Quoted bits of text that do not map to an entry in the glossary are not
converted to links (unless they're followed by a square-bracketed link-label
reference).
URLs, such as http://webmake.taint.org/ , and email addresses, such as
jm@nospam-jmason.org, are automatically converted into links to that same
address.
Blocking EtText Link Interpretation
To block interpretation as a link, replace square brackets with the HTML
entities &etsqi; and &etsqo;, which map to [ and ]
respectively; replace quote characters, ", with two apostrophes,
''. If that doesn't do the trick, wrap the entire section of text
with the <!--etsafe-->...<!--/etsafe--> tags.
Similar Systems
EtText-like plain-text-to-markup conversion systems have a long history. The
first time I came across the concept was with Setext, which was
included with Tony Sanders' Plexus web server, back in September 1993.

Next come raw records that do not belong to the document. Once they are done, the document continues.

Issue #608, opened 2017-08-24
sql.DateTime data type does not cast as per sql.DateTime2


agarstang:
Copying [#185](https://github.com/patriksimek/node-mssql/issues/185) from [node-mssql](https://github.com/patriksimek/node-mssql).

```
days = Math.floor((parameter.value.getTime() - UTC_EPOCH_DATE.getTim
                                    ^
TypeError: undefined is not a function
```
In data-type.js you have missed to convert date string to object as you have done for DateTime2
```
if (parameter.value != null) {
      parameter.value = new Date(+parameter.value);  // this line is missing
       if (options.useUTC) {
```

arthurschreiber:
The way we do type conversion in `tedious` is a mess, and really inconsistent.

I _think_ this here is an actual bug (because it's raising a `TypeError`), and that's bad and needs to be fixed. But I'm not sure what a "good" fix is going to look like.

Long term (in `tedious@3.x` or even later), I want us to move away from doing any type conversion at all - if your application defines a parameter to be a `DateTime`, it should be your application's responsibility to pass a `Date` object and not a `String` or something else. And if you want to make use of SQLServer's type conversion, you should've specified a `String` parameter anyway.

chdh:
@arthurschreiber 
>  I want us to move away from doing any type conversion at all

This answers my [question]( https://github.com/tediousjs/tedious/pull/623#issuecomment-336662934) in #623.
What do you think about conversion from float to integer (same data type in JS, but not for SQL Server)? I think it's better not to convert at all.

> Long term (in tedious@3.x or even later),

I think it's not such a big change and it's important. I could provide a PR if you like.

arthurschreiber:
> I think it's not such a big change and it's important. I could write a PR if you like.

It's a backwards incompatible change if we stop converting these values, so it should be a major version bump. We should not be afraid of major version bumps. 😄

PR #623, opened 2017-10-11
TypeError: parameter.value.getTime is not a function

atsage:
Fixed an error TypeError: parameter.value.getTime is not a function.  Parameter needs to be converted to a date to avoid errors.

### DIFF
--- a/src/data-type.js
+++ b/src/data-type.js
@@ -295,7 +295,7 @@ const TYPE = module.exports.TYPE = {
     writeParameterData: function(buffer, parameter, options) {
       if (parameter.value != null) {
         let days, dstDiff, milliseconds, seconds, threeHundredthsOfSecond;
-		var time = new Date(+parameter.value);
+        var time = new Date(+parameter.value);
         if (options.useUTC) {
           days = Math.floor((time.getTime() - UTC_EPOCH_DATE.getTime()) / (1000 * 60 * 60 * 24));
           seconds = time.getUTCHours() * 60 * 60;
--- a/src/data-type.js
+++ b/src/data-type.js
@@ -1,15 +1,17 @@
-const guidParser = require('./guid-parser');
+'use strict';
 
-const NULL = (1 << 16) - 1;
-const EPOCH_DATE = new Date(1900, 0, 1);
-const UTC_EPOCH_DATE = new Date(Date.UTC(1900, 0, 1));
-const YEAR_ONE = new Date(2000, 0, -730118);
-const UTC_YEAR_ONE = Date.UTC(2000, 0, -730118);
-const MAX = (1 << 16) - 1;
+var guidParser = require('./guid-parser');
 
-const typeByName = module.exports.typeByName = {};
+var NULL = (1 << 16) - 1;
+var EPOCH_DATE = new Date(1900, 0, 1);
+var UTC_EPOCH_DATE = new Date(Date.UTC(1900, 0, 1));
+var YEAR_ONE = new Date(2000, 0, -730118);
+var UTC_YEAR_ONE = Date.UTC(2000, 0, -730118);
+var MAX = (1 << 16) - 1;
 
-const TYPE = module.exports.TYPE = {
+var typeByName = module.exports.typeByName = {};
+
+var TYPE = module.exports.TYPE = {
   0x1F: {
     type: 'NULL',
     name: 'Null'
@@ -19,16 +21,16 @@ const TYPE = module.exports.TYPE = {
     type: 'INT1',
     name: 'TinyInt',
 
-    declaration: function() {
+    declaration: function declaration() {
       return 'tinyint';
     },
 
-    writeTypeInfo: function(buffer) {
+    writeTypeInfo: function writeTypeInfo(buffer) {
       buffer.writeUInt8(typeByName.IntN.id);
       return buffer.writeUInt8(1);
     },
 
-    writeParameterData: function(buffer, parameter) {
+    writeParameterData: function writeParameterData(buffer, parameter) {
       if (parameter.value != null) {
         buffer.writeUInt8(1);
         return buffer.writeUInt8(parseInt(parameter.value));
@@ -37,7 +39,7 @@ const TYPE = module.exports.TYPE = {
       }
     },
 
-    validate: function(value) {
+    validate: function validate(value) {
       if (value == null) {
         return null;
       }
@@ -56,16 +58,16 @@ const TYPE = module.exports.TYPE = {
     type: 'BIT',
     name: 'Bit',
 
-    declaration: function() {
+    declaration: function declaration() {
       return 'bit';
     },
 
-    writeTypeInfo: function(buffer) {
+    writeTypeInfo: function writeTypeInfo(buffer) {
       buffer.writeUInt8(typeByName.BitN.id);
       return buffer.writeUInt8(1);
     },
 
-    writeParameterData: function(buffer, parameter) {
+    writeParameterData: function writeParameterData(buffer, parameter) {
       if (typeof parameter.value === 'undefined' || parameter.value === null) {
         return buffer.writeUInt8(0);
       } else {
@@ -74,7 +76,7 @@ const TYPE = module.exports.TYPE = {
       }
     },
 
-    validate: function(value) {
+    validate: function validate(value) {
       if (value == null) {
         return null;
       }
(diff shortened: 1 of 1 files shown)


atsage:
There are a few issues fixed with this PR:

https://github.com/patriksimek/node-mssql/issues/377
https://github.com/patriksimek/node-mssql/issues/185
https://github.com/tediousjs/tedious/issues/608

I've created a node that depends on node-mssql and so my node also has these datetime errors.

I also notice that the node on npm is not the same code that's in this repository.  How often do you publish to npm?

src/data-type.js
```diff
@@ -295,19 +295,20 @@ const TYPE = module.exports.TYPE = {
     writeParameterData: function(buffer, parameter, options) {
       if (parameter.value != null) {
         let days, dstDiff, milliseconds, seconds, threeHundredthsOfSecond;
+        var time = new Date(+parameter.value);
```
chdh: What is the rationale behind this conversion?
If `parameter.value` is already a `Date`, the `+` operator converts it to an integer and the `new Date()` converts it back to a `Date`. 
If `parameter.value` is a string that does not contain a number, the `+` operator produces a NaN.
e.g.: `+'2017-10-11'` ==> `NaN`
or: `+'Wed Oct 11 2017 19:49:46 GMT+0200'` ==> `NaN`

chdh:
The root problem of this issue is that sometimes the parameter values are passed through `Type.validate()` (in `Request.validateParameters()`) and converted, but sometimes they are not passed through `Type.validate()` (in `BulkLoad.addRow()`).

A validation function like `Request.validateParameters()` should not have the side effect of converting the parameter values and `Type.validate()` should not return the converted value.

Parameter value conversion should be moved to a separate function which is then called from both `Type.validate()` and `Type.writeParameterData()`.

Another solution would be to rename `validate()` to e.g. `validateAndConvert()` and also call it in BulkLoad.

atsage:
What file are you talking about?

atsage:
So is this something that will be changed?

chdh:
I think the whole conversion logic in the data-type.js module has to be revised.

Conversion to integer is also faulty. `parseInt()` is used even if the value is already a number and that can produce strange effects, e.g.:

`console.log(parseInt(0.000000006));`   ==> Output is 6!

Maybe it would be better not to convert at all and just throw a `TypeError` in `writeParameterData()` when the data type does not match? Why is it important to automatically convert a `string` to a `Date`?

atsage:
I don't think that it's important to convert, the values should be passed in the correct format to begin with.  However, I've seen this issue a couple places and that is the fix.  It was initially posted here https://github.com/patriksimek/node-mssql/issues/185 and line 1413 of data-type.js has the same code to convert DATETIME2 time = new Date(+parameter.value);  I'm not a professional programmer, so if there is something that needs to be addressed in general with data-types.js then I would be glad to see it put in place.

atsage:
After some more testing I have found that the problem is the node-mssql node converts the datetime into a number.  See here starting on line 166 https://github.com/patriksimek/node-mssql/blob/master/lib/datatypes.js  I will raise an issue there as well as this seems incorrect.

atsage:
https://github.com/patriksimek/node-mssql/issues/546 Issue raised here

chdh:
I don't agree. Starting at line 166 in https://github.com/patriksimek/node-mssql/blob/master/lib/datatypes.js, `Date` values are not converted to `number` but to a string in the format `N'yyyy-mm-dd hh:mm:ss'`.

atsage:
You are right, I wasn't looking at it very hard.  It must get converted somewhere else to a number because when it gets to the section of this file it is indeed a number type.  Either way, neither of those types are a date and in node-mssql there is no possible way to send a date type so it fails.

chdh:
@arthurschreiber @v-suhame what do you think about automatic value conversion for SQL statement parameters and BulkLoad field values? Should Tedious try to convert the data type of values that do not match, or just throw a TypeError?

Examples:

- Convert a string to an integer.
- Round a float value to an integer.
- Convert a string to a `Date`.

The current implementation converts values for SQL statement parameters but not for BulkLoad field values. There are some errors and discrepancies in `data-type.js` that should be fixed. How can we proceed?

arthurschreiber:
> Maybe it would be better not to convert at all and just throw a TypeError in writeParameterData() when the data type does not match? Why is it important to automatically convert a string to a Date?

Yeah, so I totally think we should not be doing any conversion between datatypes. 👍 

> I don't think that it's important to convert, the values should be passed in the correct format to begin with.

Yup, again, this is the way to go. 😅 

---

I think long-term, here's what we need to do (and what probably is the only sane approach to this):

`tedious` should provide a system to plug in custom data-type support modules. Each module would handle parsing of TDS data values into JavaScript objects and converting JavaScript objects back into TDS data values.

Out-of-the box, `tedious` should only support TDS data types that can be converted to equivalent JavaScript data types without a loss of precision or other information. E.g. we would support "basic" data types like `varchar`, `char`, `binary`, `varbinary`, `int`, etc.

If a user of `tedious` needs to work with other data types that can't be represented in plain JavaScript (like `bigint`), they'd have to provide a data-type module. These could be either write by them (to satisfy their needs) or written by us (to provide a base set).

Let's use the `bigint` example again: There's currently a bunch of arbitrary precision integer libraries available for JavaScript (https://www.npmjs.com/browse/keyword/biginteger). Whichever one we pick, someone will be unhappy because we didn't use the library they use in their application. By having a pluggable system, we can provide a base set of types for "popular" libraries, and if they need something special, they can go and build their own.

This would also solve the issue of providing conversion logic - if someone believes they really need to be able to convert String objects to DateTime values, they should be able to hook up their own data-type handler and do whatever they want. 😄 

@chdh What do you think?

chdh:
@arthurschreiber A plug-in architecture would be a very good and flexible solution. But in the short term, we should fix the problems with the "basic" data types. This would be a small change.

arthurschreiber:
@chdh You're right, we need a fix in the interim and can't leave this broken. As you've worked on the BulkLoad code before, what would be you preferred way to fix this?

chdh:
@arthurschreiber I would just clean up the existing `validate()` and `writeParameterData()` functions for each data type in data-type.js and add `validate()` calls to `BulkLoad`.

If we want backward compatibility, so that the PR can already be included in a Tedious 2.x release, I would add `convert()` functions for each data type and call these in `Request.validateParameters()` just after the `validate()` calls. In this case, `validateParameters()` should be renamed to `validateAndConvertParameters()`. We could add an option to enable/disable parameter conversion. For Tedious 2.x, the option would be enabled by default. For 3.x it would be disabled.

niwsa:
Any update on the fix? I am facing the same issue.

arthurschreiber:
Hey there,

I've been spending a lot of time going through the internals of tedious and it's data type system. There's a lot of weird code in there (as pointed out by @chdh).

I'll be opening a PR shortly that will fix this issue here by throwing a more descriptive error message when an unexpected type is passed to the different `writeParameterData` functions for different data types. As that is not a breaking change and will clearly signal to our users why they're seeing an error (which is much better than just throwing some obscure javascript error).

We'll have to find a better method of handling types long term, but that's a separate discussion from the error and fix proposed here. 😞 

Thank you for opening this PR and getting the discussion started. ❤️  I'm really sorry this has taken a long time to start moving to a solution 😞.

I really appreciate the time you spent and hope the solution I'm suggesting above is satisfactory. If not, please let us know!

atsage:
Any progress is good, I'll take it!

Shaffuan:
Any Progress Guy???

esterkjuicepress:
Was this fix ever merged? I still have issues with bulk inserting DateTime types
```
TypeError: parameter.value.getTime is not a function
at Object.writeParameterData (\node_modules\tedious\lib\data-types\datetime.js:30:44)
```

stegel:
was this ever resolved?

thbl:
+1

MichaelSun90:
@arthurschreiber, I had a different PR #907 that holds a similar change, and it already updated to the latest master.  I am not sure whether that we should close this PR and get the other PR merged in?

arthurschreiber:
I think with the changes in https://github.com/tediousjs/tedious/pull/1065 and `validateBulkLoadParameters` set to `true` this is no longer necessary? Please feel free to reopen if you think I'm mistaken. 🙇‍♂️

Yes, 1993. Setext has been around for a while!
WikiWikiWeb is quite a recent, well-established system which uses
a similar markup style.
Userland's Frontier includes a text-to-markup conversion
system as well.
Some well-known sites that use their own converters to convert
plain-text to markup include http://www.blogger.com/, http://slashdot.org/
(for comments) and http://www.advogato.org/.
Jorn Barger maintains an impressive summary of etext formats at his Robot
Wisdom site. Skip down to section 3, Internet etext
standards, for the directly-relevant stuff.
Zope and ZWiki use a format called StructuredText, which again comes from
WikiLand. There's some interesting work going on there with the STXDocument
object, which is a web-managable object that contains information marked up
in the structured text format.
The POD Format Converter
This converter converts from POD to HTML, using Tom Christiansen's
Pod::Html module.
POD is a powerful, but simple, editable-text format for marking up
manual-page-style documentation. See the "perlpod" manual page in your Perl
documentation for more information on the POD format.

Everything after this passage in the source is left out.